Founded in 2020, Syncell launched its first products at the beginning of last year. The Microscoop Mint and Synlight photolabeling kit and Synpull protein extraction reagents together offer a subcellular solution for spatial proteomics by utilizing laser nano-pulldown (LNP). In 2024, the company closed a $15 million Series A funding, led by Taiwania Capital. The company has raised $30 million in total.

Syncell’s technology is used to prepare samples for analysis by liquid chromatography-mass spectrometry (LC-MS/MS) by photolabeling proteins within the region of interest, complementing techniques such as laser capture microdissection (LCM). “There are use cases that require subcellular resolution that laser capture cannot answer where we can provide value,” said Nikhil Rao, Ph.D., CCO of Syncell. “We’re not actively trying to replace any technologies. We’re more demonstrating the new potential of our method relative to everything else that exists.”
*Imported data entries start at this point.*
PR #1287, opened 2024-07-18
fix restricted redirect

gumaerc:
Closes https://github.com/mitodl/hq/issues/4888

This PR makes some changes to the login / routing process:

 - The `proxy` section of the Webpack configuration for `webpack-dev-server` has been removed. Since the stock env files for local dev set `MITOPEN_API_BASE_URL` and `MITOPEN_APP_BASE_URL` to sane defaults, most people shouldn't have trouble and requests should be sent to the proper URL, rather than relying on `webpack-dev-server` proxying the request.
 - Instead of throwing a `ForbiddenError` in `RestrictedRoute` when `Permissions.Authenticated` is required and a user isn't logged in, they are simply redirected to the login flow.
 - Calls to the login redirect now include the query string and hash (document fragment) so if the user is on a page like `/dashboard#profile` or on a search page with filters applied (or they are sent a link), they will be properly brought back to where they were intending to go.

### How can this be tested?
 - Make sure you have Keycloak configured to point at a valid running instance. This could be https://sso-qa.ol.mit.edu, and if you need help setting it up just ask.
 - Make sure you have a local domain set up for your instance of `mit-open`. There are the default values, but you can create your own `shared.local.env` file (see readme for more info) to customize them:
```
MITOPEN_API_BASE_URL=http://api.open.odl.local:8063
MITOPEN_APP_BASE_URL=http://open.odl.local:8062
```
 - Open an incognito window, put http://open.odl.local:8062/dashboard#profile into your URL bar and hit enter
 - You should be brought to Keycloak. Proceed to enter your login details and complete the login process.
 - Verify that after logging in, you are properly brought to http://open.odl.local:8062/dashboard/#profile

### DIFF
--- a/frontends/mit-open/src/common/urls.ts
+++ b/frontends/mit-open/src/common/urls.ts
@@ -66,6 +66,13 @@ export const login = ({
   return `${LOGIN}?next=${next}`
 }
 
+export const next = () => {
+  const path = window.location.pathname
+  const search = window.location.search
+  const hash = window.location.hash
+  return encodeURIComponent(`${path}${search}${hash}`)
+}
+
 export const DASHBOARD = "/dashboard/"
 
 export const SEARCH = "/search/"
--- a/frontends/mit-open/src/common/urls.ts
+++ b/frontends/mit-open/src/common/urls.ts
@@ -50,9 +50,11 @@ export const LOGOUT = `${process.env.MITOPEN_API_BASE_URL}/logout/`
 export const login = ({
   pathname = "/",
   search = "",
+  hash = "",
 }: {
   pathname?: string
   search?: string
+  hash?: string
 } = {}) => {
   /**
    * To include search parameters in the next URL, we need to encode them.
@@ -62,15 +64,8 @@ export const login = ({
    * There's no need to encode the path parameter (it might contain slashes,
    * but those are allowed in search parameters) so let's keep it readable.
    */
-  const next = `${window.location.origin}${pathname}${encodeURIComponent(search)}`
+  const next = `${window.location.origin}${pathname}${encodeURIComponent(search)}${encodeURIComponent(hash)}`
   return `${LOGIN}?next=${next}`
-}
-
-export const next = () => {
-  const path = window.location.pathname
-  const search = window.location.search
-  const hash = window.location.hash
-  return encodeURIComponent(`${path}${search}${hash}`)
 }
 
 export const DASHBOARD = "/dashboard/"
--- a/frontends/mit-open/webpack.config.js
+++ b/frontends/mit-open/webpack.config.js
@@ -30,7 +30,6 @@ const {
   ENVIRONMENT,
   PORT,
   MITOPEN_API_BASE_URL,
-  API_DEV_PROXY_BASE_URL,
   WEBPACK_ANALYZE,
   SITE_NAME,
   MITOPEN_SUPPORT_EMAIL,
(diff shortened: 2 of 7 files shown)


frontends/mit-open/src/common/urls.ts
```diff
@@ -66,6 +66,13 @@ export const login = ({
   return `${LOGIN}?next=${next}`
 }
 
+export const next = () => {
+  const path = window.location.pathname
+  const search = window.location.search
+  const hash = window.location.hash
+  return encodeURIComponent(`${path}${search}${hash}`)
+}
```
ChristopherChudzicki, line 74: In general, we should avoid reading from `window.location`. Use
```ts
# Can only be used inside a component.
const location = useLocation()
```
and read from that instead.

**Reason:** Changes to global variables (like `window.location`) won't cause react to re-render[^1]. So for example, suppose the login link (which is styled as a button) reads its `href` from `window.location`. Then when the user routes within the app, react will have an out-of-date `href` one the login button. 

[^1]: In the case of `window.location`, this depends on how it changes. If you change `window.location` by directly assigning to `window.location.href`, then the whole page reloads, so ... yeah, in that case, react would re-render. React router uses the [history API](https://developer.mozilla.org/en-US/docs/Web/API/History_API) to change `window.location` without doing a full refresh.

When you use `const location = useLocation()`, the `useLocation` hook gets its value from a [React Context](https://react.dev/learn/passing-data-deeply-with-context). Then related routing hooks (like `useNavigate` and `useSearchParams`) change the value of the context, which causes react to re-render.

frontends/mit-open/webpack.config.js
```diff
@@ -51,11 +50,6 @@ const {
     desc: "Base URL for API requests",
     devDefault: "",
   }),
-  API_DEV_PROXY_BASE_URL: str({
-    desc: "API base URL to proxy to in development mode",
-    default: "",
-    devDefault: process.env.MITOPEN_APP_BASE_URL,
-  }),
```
ChristopherChudzicki, line 58: **Suggestion:**
```ts
  API_DEV_PROXY_BASE_URL: str({
    desc: "API base URL to proxy to in development mode",
    default: "",
    devDefault: "",
  }),
```

frontends/mit-open/webpack.config.js
```diff
@@ -269,24 +263,6 @@ module.exports = (env, argv) => {
...
-            "/static/hijack",
-          ],
-          target: API_DEV_PROXY_BASE_URL || MITOPEN_API_BASE_URL,
-          changeOrigin: true,
-          secure: false,
-          headers: {
-            Origin: API_DEV_PROXY_BASE_URL || MITOPEN_API_BASE_URL,
-          },
-        },
-      ],
```
ChristopherChudzicki, line 289: **Suggestion:**
```ts
      proxy: API_DEV_PROXY_BASE_URL
        ? [
            {
              context: [
                "/api",
                "/login",
                "/logout",
                "/admin",
                "/static/admin",
                "/static/hijack",
              ],
              target: API_DEV_PROXY_BASE_URL,
              changeOrigin: true,
              secure: false,
              headers: {
                Origin: API_DEV_PROXY_BASE_URL,
              },
            },
          ]
        : [],
```

ChristopherChudzicki (approved):
👍 

I suggested restoring the `API_DEV_PROXY_BASE_URL` with more conservative settings.
- no default API_DEV_PROXY_BASE_URL
- only enable proxy if it's set

My thought is:
- running against RC can be useful
- API_DEV_PROXY_BASE_URL is pretty explicit about what it does

I think @jonkafton is using this sometimes; I also do. I recognize it did cause some confusion, so if you feel strongly about removing this, OK.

The Microscoop instrument works with fixed cells or tissue samples, including FFPE. Researchers start with a fluorescently labeled sample that is then imaged and converted into a binary mask, segmenting the region of interest. The region of interest can be based on size, shape, location, distance and intensity. A reagent is added to the entire sample and a laser scan triggers protein photo-biotinylation based on thousands of fields of view.

The whole process is automated, and sample contents are then collected and can be pooled. This is followed by extraction, enrichment, purification and digestion into peptides. The digested dried proteins can then be analyzed using specified MS systems from Bruker, SCIEX or Thermo Fisher Scientific. Finnaly, the photo-labeled unlabeled samples are compared.

“You can unbiasedly, with no predetermined markers of interest like antibody-based methods, understand what proteins exist for selected subcellular features or cells”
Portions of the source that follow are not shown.